PR #3612, opened 2021-05-13
Feature/s3 c 3755 add bucket delete encryption handler

tmacro:
~Note for reviewers: Arsenal has been bumped to the hash of the Arsenal PR branch, and will be changed after it has merged.~

### DIFF
--- a/lib/api/apiUtils/bucket/bucketEncryption.js
+++ b/lib/api/apiUtils/bucket/bucketEncryption.js
@@ -1,5 +1,6 @@
 const { errors } = require('arsenal');
 const { parseString } = require('xml2js');
+const vault = require('../../../auth/vault');
 
 /**
  * parseEncryptionXml - Parses and validates a ServerSideEncryptionConfiguration xml document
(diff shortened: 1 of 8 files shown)


lib/api/apiUtils/bucket/bucketEncryption.js
```diff
@@ -108,7 +109,31 @@ function parseBucketEncryptionHeaders(headers) {
...
+function checkExpectedBucketOwner(headers, bucket, log, cb) {
+    const expectedOwner = headers['x-amz-expected-bucket-owner'];
+    if (expectedOwner === undefined) {
+        return cb();
+    }
+
+    const bucketOwner = bucket.getOwner();
+    return vault.getAccountIds([bucketOwner], log, (error, res) => {
+        if (error) {
+            log.error('error fetch accountId from vault', {
```
jonathan-gramain, line 121:
```suggestion
            log.error('error fetching accountId from vault', {
```

lib/api/apiUtils/bucket/bucketEncryption.js
```diff
@@ -108,7 +109,31 @@ function parseBucketEncryptionHeaders(headers) {
     };
 }
 
+function checkExpectedBucketOwner(headers, bucket, log, cb) {
```
jonathan-gramain, line 112: Why do we check this header specifically for delete-bucket-encryption? According to https://docs.aws.amazon.com/AmazonS3/latest/userguide/bucket-owner-condition.html, it looks to me this header is generic to pretty much all object and bucket operations, and optional, so kinda looks orthogonal to bucket encryption.

tests/unit/api/bucketDeleteEncryption.js
```diff
@@ -0,0 +1,80 @@
...
+                return getSSEConfig(bucketName, (err, sseInfo) => {
+                    assert.ifError(err);
+                    assert.strictEqual(sseInfo.mandatory, false);
+                    done();
+                });
+            });
+        });
+    });
+
+    it('should disable mandatory sse for aws:kms', done => {
```
jonathan-gramain: You might want to merge this test with the preceeding one and a `forEach` on the algorithm since the logic is essentially the same

lib/api/apiUtils/bucket/bucketEncryption.js
tmacro: It was accidentally skipped in put/get. I've created a ticket to add support for them.

jonathan-gramain: OK sounds good

Ideally I think it should not be defined in a bucket-encryption-specific file but it should be part of the common checks path for all request types.

jonathan-gramain (approved):

lib/api/apiUtils/bucket/bucketEncryption.js
tmacro: Added a note in the ticket to look at moving it.

naren-rajendran (approved):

▸ **PROBLEM TO SOLVE**: Only a number is wanted: how many lines of the material include the word "sseInfo".

▸ **SOLUTION TO THE EXERCISE**: 2